(Saved entries)
- - - - - - -

PR #155, opened 2026-07-22
feat(rpc): persist and promote future-nonce transactions

### LINKED ISSUE #146: Queue future-nonce transactions like Geth instead of rejecting after 30s
## Problem

The proxy does not currently emulate Geth's handling of a valid transaction whose nonce is above the sender's next executable nonce.

Geth accepts a nonce-gapped transaction into its `queued` pool, returns the transaction hash, and promotes it once the missing nonce(s) arrive. Its `pending` nonce advances only over the contiguous executable prefix.

At reviewed head `5968603e2b155f47ebf89c5b28672e91db2a28d2`, the proxy instead:

1. holds the `eth_sendRawTransaction` request open while polling for at most 30 seconds;
2. returns `nonce mismatch` if the gap remains; and
3. does this before reservation, durable admission, or insertion into the writer queue.

The existing writer `mpsc` is therefore an execution queue **after** nonce admission, not an input/future-nonce queue.

Relevant code:

- [`service_send_raw_txn.rs` future-nonce wait/rejection](https://github.com/gateway-fm/miden-agglayer/blob/5968603e2b155f47ebf89c5b28672e91db2a28d2/src/service_send_raw_txn.rs#L1331-L1430)
- [`service_send_raw_txn.rs` durable admission and writer enqueue](https://github.com/gateway-fm/miden-agglayer/blob/5968603e2b155f47ebf89c5b28672e91db2a28d2/src/service_send_raw_txn.rs#L568-L609)
- [`writer_worker.rs` FIFO `mpsc`](https://github.com/gateway-fm/miden-agglayer/blob/5968603e2b155f47ebf89c5b28672e91db2a28d2/src/writer_worker.rs#L429-L473)

## Why this matters

This creates a conditional liveness loop with an otherwise normal Ethereum transaction manager:

```text
proxy expects nonce N
  -> an older retry is submitted first with nonce N+2
  -> proxy blocks that request waiting for N
  -> the sender's sequential monitor loop cannot submit N while blocked
  -> proxy rejects N+2 after 30 seconds
  -> the retry remains first and may repeat indefinitely
```

This is not a fund-safety failure—the proxy does not execute transactions out of order—but it can stop all progress for that signer until intervention. Under Geth, the N+2 submission returns immediately as queued, allowing the sender to continue and submit N.

## Expected behavior

Implement a small, bounded future-nonce reorder buffer suitable for this allow-listed proxy:

- Validate authentication, signature, chain ID, supported selector, and other deterministic admission rules.
- Durably retain a valid future transaction keyed by `(signer, nonce, tx_hash)` and return its hash without waiting for the gap to close.
- Do **not** advance the executable/pending nonce or enqueue Miden work for a gapped transaction.
- When nonce N is admitted, promote the contiguous N+1, N+2, ... sequence into the existing writer queue in nonce order.
- Preserve same-hash idempotency.
- Define a conservative conflicting-hash policy for the same `(signer, nonce)`; rejecting the conflict is sufficient for this proxy unless replacement semantics are explicitly needed.
- Bound queued work per signer and globally, with an explicit TTL/expiry outcome.
- Recover acknowledged future transactions after process restart; never return success for work that can then silently disappear.
- Keep `eth_getTransactionCount(..., "pending")` at the next nonce after the contiguous executable prefix; gapped queued transactions must not make it jump.

## Acceptance tests

- Submit N+1 before N: N+1 returns its hash promptly and its receipt remains `null`.
- Submit N: N and then N+1 are promoted/executed in order and both reach terminal receipts.
- Submit a shuffled multi-nonce burst and verify exact nonce execution order.
- Restart after acknowledging a future transaction, then fill the gap and verify recovery/promotion.
- Verify same-hash rebroadcast, conflicting same-nonce hash, queue bounds/TTL, and writer saturation without loss.
- Add a real full-path/E2E test; the current future-nonce unit test only advances the stored nonce manually.

## Non-goals

- A general public/P2P transaction pool.
- Full Geth gas-price competition and replacement policy.
- Distributed PostgreSQL multi-replica coordination; that remains separately scoped.

## References

- [Geth v1.17.4: arbitrary nonce gaps are allowed in the legacy pool](https://github.com/ethereum/go-ethereum/blob/36a7dc72e96b3f42846be925cfeb2fad18489917/core/txpool/legacypool/legacypool.go#L570-L597)
- [Geth v1.17.4: asynchronous queued-to-pending promotion](https://github.com/ethereum/go-ethereum/blob/36a7dc72e96b3f42846be925cfeb2fad18489917/core/txpool/legacypool/legacypool.go#L909-L951)
- [Geth txpool pending/queued documentation](https://geth.ethereum.org/docs/interacting-with-geth/rpc/ns-txpool)
- Prior implementation exists in divergent commit `cbc7381` (`persistent future-nonce queue`) and may be useful as reference, but should be re-evaluated against current durable-admission/recovery invariants rather than blindly restored.

mandrigin:
## Summary

Adds a bounded, persistent future-nonce holding queue so an allow-listed sender
can submit nonce-gapped transactions without the proxy holding the request open
and eventually rejecting it.

Closes #146.

## Why

If a retry at nonce `N+1` reaches the proxy before nonce `N`, rejecting or
blocking that request can prevent the sender from delivering the missing nonce.
This PR acknowledges a valid future transaction, keeps it pending, and promotes
the contiguous sequence once the gap is filled.

## RPC behavior

- Validates the signed EIP-2718 envelope before parking it.
- For `nonce > expected`, persists the envelope and immediately returns its hash
  without advancing the executable nonce or enqueueing Miden work.
- Returns `null` from `eth_getTransactionReceipt` while the transaction is parked.
- Exposes the parked transaction through `eth_getTransactionByHash` as pending.
- Keeps `eth_getTransactionCount(..., "pending")` at the contiguous executable
  frontier.
- Promotes `N+1`, `N+2`, … in nonce order after `N` is admitted.
- Treats same-hash rebroadcasts idempotently and rejects a conflicting hash at
  the same signer/nonce; gas-price replacement is intentionally unsupported.

## Persistence and recovery

- Migration `020_queued_txns.sql` stores the signed envelope and expiry block.
- Queue bounds are 256 transactions per signer and 4,096 globally.
- Parked entries use a 3,600-block TTL; Geth-style eviction makes transaction
  and receipt lookup return `null` afterwards.
- Startup and periodic recovery re-drive parked work after restart, interrupted
  promotion, or transient writer saturation.
- Promotion is serialized with live admission under the per-signer lock.

## Scope

This is a small holding/reorder pool for an allow-listed proxy, not a public P2P
txpool. It assumes one active proxy replica. Distributed PostgreSQL replica
coordination remains out of scope.

## Validation and review status

The earlier race, saturation wake-up, crash-window re-drive, and PostgreSQL bound
findings have been addressed. The PR remains draft and is **not ready to land**:

- the external E2E suite passed at `c22e888`;

- it conflicts with current `main`; the rebase must preserve both
  `020_queued_txns` and main's `021_orphan_recovery_backoff` migration;
- startup replay currently runs before HTTP bind and can wait on GER observation;
  it must retain main's bounded/background startup-recovery behavior;
- expiry currently still runs after a failed drain and can evict executable or
  recoverable work; only rows proven genuinely gap-blocked may expire;
- the dedicated future-nonce E2E still proves pending admission but does not
  assert terminal receipts, exact execution order, or a real PostgreSQL
  restart/persistence recovery path, so those regressions would not make that
  test fail;
- the normal CI job currently stops at shell lint; build and unit tests did not run.

After rebase and those focused fixes, re-review the interaction with main's #157
orphan-recovery path against the final landing diff.


mandrigin (commented):
The persistent queue is the right direction, but this is not production-ready yet. Blocking findings:

1. **The acknowledged first transaction can lose its nonce slot.** A future transaction is parked without reserving `(signer, nonce)`. After the gap-filling transaction advances the nonce, the signer lock is released before `drain_queued()` reacquires it (`service_send_raw_txn.rs:1586-1595`). A concurrent different transaction at that now-current nonce can win normal admission first. The already-acknowledged parked transaction then becomes stale and remains stranded. Preserve the first-wins invariant across promotion.

2. **Writer saturation is coupled to parking and has no recovery wake-up.** The capacity check at `service_send_raw_txn.rs:1300-1303` runs before nonce classification, so a valid future transaction is rejected rather than durably parked whenever the execution writer is full. During promotion, `drain_queued()` stops on the first transient saturation/error (`1667-1669`), but nothing retries when capacity returns. Parking must be independent of execution capacity, and contiguous durable work must resume automatically without requiring a client rebroadcast or restart.

3. **The admit-before-delete crash window is not recovered.** If a promoted transaction advances the tracked nonce and the process crashes before its queued row is deleted, that stale row is now below `expected`. Startup only drains when `peek_queued_min_nonce == expected` (`1681-1686`), so it skips the signer and can strand every later contiguous row. Clean up a stale queued row only after proving its exact hash is already durable/in-flight/terminal, then continue at `expected`; add a test that models this exact window.

4. **TTL silently forgets an acknowledged hash.** `expire_queued_txns()` deletes the only record. Afterwards both transaction lookup and receipt return `null`, with no observable terminal/expired outcome. That contradicts #146's explicit-expiry and “acknowledged work must not silently disappear” contract. Preserve an explicit terminal outcome/tombstone that RPC clients can observe.

5. **PostgreSQL bounds are not serialized.** `COUNT(*)` followed by `INSERT` in a default transaction (`store/postgres.rs:1608-1661`) is not atomic against concurrent parks for different signers, even in one proxy process, so the global cap can be exceeded. Serialize the capacity check plus insert. This is separate from the out-of-scope distributed-replica work.

Coverage must prove the production contract, not only admission bookkeeping. The current E2E uses a zero-amount proofless claim and stops after observing the pending nonce. Add terminal receipts and exact execution order for the promoted sequence, plus real PostgreSQL restart/crash-window, TTL, bounds, and writer-saturation coverage from #146.

The branch also currently conflicts with `main`; resolve that after the behavioral fixes so the final review is against the actual landing diff.

mandrigin (commented):
Re-review at `c22e888`.

The previous first-wins race, writer-capacity coupling, automatic retry,
below-expected crash-window re-drive, and PostgreSQL bound findings are now
addressed. The branch is still not production-ready, however:

1. **Startup recovery can delay service readiness indefinitely.**
   `src/main.rs` awaits `resume_queued_drain()` before binding HTTP. A replay can
   enter the strict GER-observation wait through `service_send_raw_txn`, so an
   external dependency can keep the proxy unavailable. Current `main` moved
   #157 recovery into a bounded background task specifically to avoid that.
   Preserve that invariant when rebasing this queue recovery.

2. **Expiry can delete executable/recoverable work after a failed drain.**
   `drain_queued()` invokes `expire_gap_blocked_locked()` even when replay stopped
   because the writer was saturated or another transient error occurred. The
   expiry query can then remove an expired row at `nonce == expected`, or a
   below-expected pending orphan, instead of retrying it. Only expire after the
   drain has positively established `min > expected`, and cover the
   expired-current-row + saturated-writer case.

3. **The E2E stops at pending admission.**
   `scripts/e2e-future-nonce-mempool.sh` does not assert terminal receipts for
   `N` and `N+1`, exact execution order, or promotion after a real PostgreSQL /
   process restart. Those are the acceptance properties that distinguish a
   durable queue from durable bookkeeping.

Landing notes:

- The branch conflicts with current `main` across the queue and #157 recovery
  paths. Preserve both `020_queued_txns` and `021_orphan_recovery_backoff`.
- Drop `c22e888` during rebase: its faucet-ID normalization is already on main,
  with the shell-lint typo corrected.
- Normal CI currently stops at shell lint (`unparseable` in
  `scripts/lib-isolated-wallet.sh`), so build/unit stages never ran.
- The 21 CodeQL findings are hard-coded nonce constants in tests; they appear to
  be security false positives, not production-code vulnerabilities.

Please re-request review after the minimal rebase/fixes so the final queue and
#157 orphan-recovery interaction can be reviewed as the actual landing diff.

mandrigin (commented):
Follow-up at `c22e888`: the external E2E suite passed successfully, and the PR
description now records that result.

That does **not** clear the queue-specific review findings. The dedicated
future-nonce test still does not assert terminal receipts, exact `N` then `N+1`
execution order, or promotion after a real process/PostgreSQL restart; a broken
terminal/recovery path could therefore pass the current test suite. The startup
readiness and expire-after-failed-drain correctness issues also remain, and the
branch still conflicts with current `main` across #157 recovery code.

So the external run is good integration evidence, but this PR still needs the
two minimal runtime fixes, targeted regression assertions, and a clean rebase
before landing.

IvanBelyakoff (approved):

- - - - - - -

- _PROBLEM DETAILS_
Reproduce the lines of the records exactly, from the first one through the line that contains "This creates a".

- _WRITTEN REPLY_
PR #155, opened 2026-07-22
feat(rpc): persist and promote future-nonce transactions

### LINKED ISSUE #146: Queue future-nonce transactions like Geth instead of rejecting after 30s
## Problem

The proxy does not currently emulate Geth's handling of a valid transaction whose nonce is above the sender's next executable nonce.

Geth accepts a nonce-gapped transaction into its `queued` pool, returns the transaction hash, and promotes it once the missing nonce(s) arrive. Its `pending` nonce advances only over the contiguous executable prefix.

At reviewed head `5968603e2b155f47ebf89c5b28672e91db2a28d2`, the proxy instead:

1. holds the `eth_sendRawTransaction` request open while polling for at most 30 seconds;
2. returns `nonce mismatch` if the gap remains; and
3. does this before reservation, durable admission, or insertion into the writer queue.

The existing writer `mpsc` is therefore an execution queue **after** nonce admission, not an input/future-nonce queue.

Relevant code:

- [`service_send_raw_txn.rs` future-nonce wait/rejection](https://github.com/gateway-fm/miden-agglayer/blob/5968603e2b155f47ebf89c5b28672e91db2a28d2/src/service_send_raw_txn.rs#L1331-L1430)
- [`service_send_raw_txn.rs` durable admission and writer enqueue](https://github.com/gateway-fm/miden-agglayer/blob/5968603e2b155f47ebf89c5b28672e91db2a28d2/src/service_send_raw_txn.rs#L568-L609)
- [`writer_worker.rs` FIFO `mpsc`](https://github.com/gateway-fm/miden-agglayer/blob/5968603e2b155f47ebf89c5b28672e91db2a28d2/src/writer_worker.rs#L429-L473)

## Why this matters

This creates a conditional liveness loop with an otherwise normal Ethereum transaction manager:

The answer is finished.